[INSTRUCTIONS TO FOLLOW]
In the records below, find the line that contains "PR #449, opened 2024-09-10" and the line that contains "### Description and goal". Set down exactly those lines and every line between them, and nothing more.

[MATERIAL SHOWN]
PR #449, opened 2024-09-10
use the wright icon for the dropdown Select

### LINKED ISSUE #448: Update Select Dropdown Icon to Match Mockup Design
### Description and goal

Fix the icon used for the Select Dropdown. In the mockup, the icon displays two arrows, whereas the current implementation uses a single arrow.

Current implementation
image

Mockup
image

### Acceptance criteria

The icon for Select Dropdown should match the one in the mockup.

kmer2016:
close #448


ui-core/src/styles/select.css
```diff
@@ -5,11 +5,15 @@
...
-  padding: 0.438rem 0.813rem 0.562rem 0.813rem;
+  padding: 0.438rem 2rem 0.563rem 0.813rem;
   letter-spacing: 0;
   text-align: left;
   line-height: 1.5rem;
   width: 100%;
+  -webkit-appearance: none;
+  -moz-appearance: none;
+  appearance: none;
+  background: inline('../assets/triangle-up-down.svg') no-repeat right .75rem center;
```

...

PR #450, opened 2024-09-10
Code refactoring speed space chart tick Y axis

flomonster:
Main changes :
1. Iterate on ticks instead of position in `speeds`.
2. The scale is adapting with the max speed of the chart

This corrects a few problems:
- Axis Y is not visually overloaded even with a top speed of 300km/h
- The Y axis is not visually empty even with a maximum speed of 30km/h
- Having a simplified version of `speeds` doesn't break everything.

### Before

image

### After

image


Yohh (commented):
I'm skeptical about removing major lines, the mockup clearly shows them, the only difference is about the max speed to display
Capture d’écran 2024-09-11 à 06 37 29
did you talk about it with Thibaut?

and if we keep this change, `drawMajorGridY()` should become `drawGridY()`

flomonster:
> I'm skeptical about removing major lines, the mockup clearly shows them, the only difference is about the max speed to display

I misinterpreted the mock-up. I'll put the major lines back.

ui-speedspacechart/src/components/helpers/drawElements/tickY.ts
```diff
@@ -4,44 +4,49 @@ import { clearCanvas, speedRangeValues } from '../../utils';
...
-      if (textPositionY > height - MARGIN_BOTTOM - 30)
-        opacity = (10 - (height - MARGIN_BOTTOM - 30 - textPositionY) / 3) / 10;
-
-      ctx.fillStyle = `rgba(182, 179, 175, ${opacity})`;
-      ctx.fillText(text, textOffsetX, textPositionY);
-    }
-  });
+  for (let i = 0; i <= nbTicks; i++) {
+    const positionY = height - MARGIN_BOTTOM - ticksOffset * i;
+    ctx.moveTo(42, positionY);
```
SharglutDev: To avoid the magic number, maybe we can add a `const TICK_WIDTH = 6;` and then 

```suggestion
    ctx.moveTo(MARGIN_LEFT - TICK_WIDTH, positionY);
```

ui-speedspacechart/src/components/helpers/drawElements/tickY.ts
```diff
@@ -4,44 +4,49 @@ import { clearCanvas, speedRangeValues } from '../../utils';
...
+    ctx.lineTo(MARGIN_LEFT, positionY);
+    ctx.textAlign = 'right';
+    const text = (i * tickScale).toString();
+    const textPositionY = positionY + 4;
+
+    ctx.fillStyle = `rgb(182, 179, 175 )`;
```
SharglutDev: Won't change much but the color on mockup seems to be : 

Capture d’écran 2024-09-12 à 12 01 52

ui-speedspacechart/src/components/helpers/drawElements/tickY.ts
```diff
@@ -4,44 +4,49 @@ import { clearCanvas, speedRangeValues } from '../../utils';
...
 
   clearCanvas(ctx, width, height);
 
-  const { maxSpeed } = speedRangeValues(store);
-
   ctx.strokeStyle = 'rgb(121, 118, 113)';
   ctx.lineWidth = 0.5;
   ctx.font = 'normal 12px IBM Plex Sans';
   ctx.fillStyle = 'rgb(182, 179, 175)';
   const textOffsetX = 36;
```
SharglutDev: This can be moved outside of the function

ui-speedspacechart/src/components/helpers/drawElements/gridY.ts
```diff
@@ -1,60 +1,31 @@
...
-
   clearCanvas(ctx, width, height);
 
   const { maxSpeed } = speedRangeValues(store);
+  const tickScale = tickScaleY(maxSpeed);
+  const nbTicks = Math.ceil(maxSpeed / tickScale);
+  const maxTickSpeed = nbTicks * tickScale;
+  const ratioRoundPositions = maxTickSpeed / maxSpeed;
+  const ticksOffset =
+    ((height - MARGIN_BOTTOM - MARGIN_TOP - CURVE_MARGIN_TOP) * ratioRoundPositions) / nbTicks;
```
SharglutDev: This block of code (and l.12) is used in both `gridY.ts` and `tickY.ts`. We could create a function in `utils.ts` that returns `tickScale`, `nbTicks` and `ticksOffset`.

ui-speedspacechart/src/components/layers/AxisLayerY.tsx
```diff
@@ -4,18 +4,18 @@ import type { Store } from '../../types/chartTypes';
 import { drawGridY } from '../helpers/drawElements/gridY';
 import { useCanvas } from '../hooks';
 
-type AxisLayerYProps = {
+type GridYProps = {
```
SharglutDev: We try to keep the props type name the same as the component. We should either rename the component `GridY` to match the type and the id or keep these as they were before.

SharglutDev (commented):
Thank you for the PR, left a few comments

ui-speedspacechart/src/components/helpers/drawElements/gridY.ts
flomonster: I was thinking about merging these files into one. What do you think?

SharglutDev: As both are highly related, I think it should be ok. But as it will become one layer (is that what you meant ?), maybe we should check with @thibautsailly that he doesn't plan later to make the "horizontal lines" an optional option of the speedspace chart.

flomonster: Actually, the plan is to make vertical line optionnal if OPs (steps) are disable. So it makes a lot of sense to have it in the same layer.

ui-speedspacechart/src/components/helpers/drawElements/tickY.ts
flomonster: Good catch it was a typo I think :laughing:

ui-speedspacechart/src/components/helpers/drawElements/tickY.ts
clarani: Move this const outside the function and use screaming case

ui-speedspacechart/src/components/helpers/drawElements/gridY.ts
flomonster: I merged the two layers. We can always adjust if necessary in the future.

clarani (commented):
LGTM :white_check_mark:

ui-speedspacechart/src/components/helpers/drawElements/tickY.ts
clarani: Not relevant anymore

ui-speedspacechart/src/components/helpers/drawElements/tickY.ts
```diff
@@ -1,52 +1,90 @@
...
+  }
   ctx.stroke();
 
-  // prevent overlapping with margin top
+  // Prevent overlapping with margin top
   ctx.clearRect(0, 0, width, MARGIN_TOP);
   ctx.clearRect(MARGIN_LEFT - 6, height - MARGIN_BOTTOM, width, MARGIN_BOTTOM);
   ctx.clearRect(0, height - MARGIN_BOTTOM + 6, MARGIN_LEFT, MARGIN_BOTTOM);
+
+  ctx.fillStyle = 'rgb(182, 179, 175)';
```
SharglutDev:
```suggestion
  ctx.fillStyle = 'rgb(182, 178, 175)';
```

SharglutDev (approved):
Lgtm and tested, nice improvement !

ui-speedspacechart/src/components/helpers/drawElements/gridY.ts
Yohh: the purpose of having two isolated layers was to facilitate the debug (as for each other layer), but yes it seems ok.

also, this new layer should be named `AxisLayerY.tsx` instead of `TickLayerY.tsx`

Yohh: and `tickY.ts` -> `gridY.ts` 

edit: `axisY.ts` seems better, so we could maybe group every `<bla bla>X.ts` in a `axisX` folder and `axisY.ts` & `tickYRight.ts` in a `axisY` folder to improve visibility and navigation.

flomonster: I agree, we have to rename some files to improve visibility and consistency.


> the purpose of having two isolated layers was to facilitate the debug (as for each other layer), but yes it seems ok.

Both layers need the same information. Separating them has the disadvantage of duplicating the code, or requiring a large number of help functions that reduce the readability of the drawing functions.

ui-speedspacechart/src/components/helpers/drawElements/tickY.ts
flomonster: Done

==

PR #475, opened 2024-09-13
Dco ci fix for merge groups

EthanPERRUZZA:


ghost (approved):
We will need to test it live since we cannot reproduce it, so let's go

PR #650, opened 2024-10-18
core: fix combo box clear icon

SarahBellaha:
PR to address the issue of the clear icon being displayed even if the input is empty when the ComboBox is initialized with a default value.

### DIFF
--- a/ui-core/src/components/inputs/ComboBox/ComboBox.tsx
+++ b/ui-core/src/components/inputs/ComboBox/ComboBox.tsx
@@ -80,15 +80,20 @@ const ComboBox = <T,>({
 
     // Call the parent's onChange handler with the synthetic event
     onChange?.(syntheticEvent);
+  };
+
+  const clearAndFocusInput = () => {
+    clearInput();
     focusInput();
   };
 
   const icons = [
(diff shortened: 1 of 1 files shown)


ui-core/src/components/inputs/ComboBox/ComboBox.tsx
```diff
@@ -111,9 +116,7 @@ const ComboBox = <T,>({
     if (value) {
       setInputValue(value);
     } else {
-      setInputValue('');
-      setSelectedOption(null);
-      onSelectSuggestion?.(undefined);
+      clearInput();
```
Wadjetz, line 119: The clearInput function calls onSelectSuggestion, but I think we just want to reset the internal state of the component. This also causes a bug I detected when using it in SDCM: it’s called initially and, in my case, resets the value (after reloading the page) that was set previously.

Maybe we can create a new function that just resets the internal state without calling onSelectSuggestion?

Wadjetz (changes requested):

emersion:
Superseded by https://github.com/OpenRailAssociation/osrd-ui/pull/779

[RESULT OF THE EXERCISE]
PR #449, opened 2024-09-10
use the wright icon for the dropdown Select

### LINKED ISSUE #448: Update Select Dropdown Icon to Match Mockup Design
### Description and goal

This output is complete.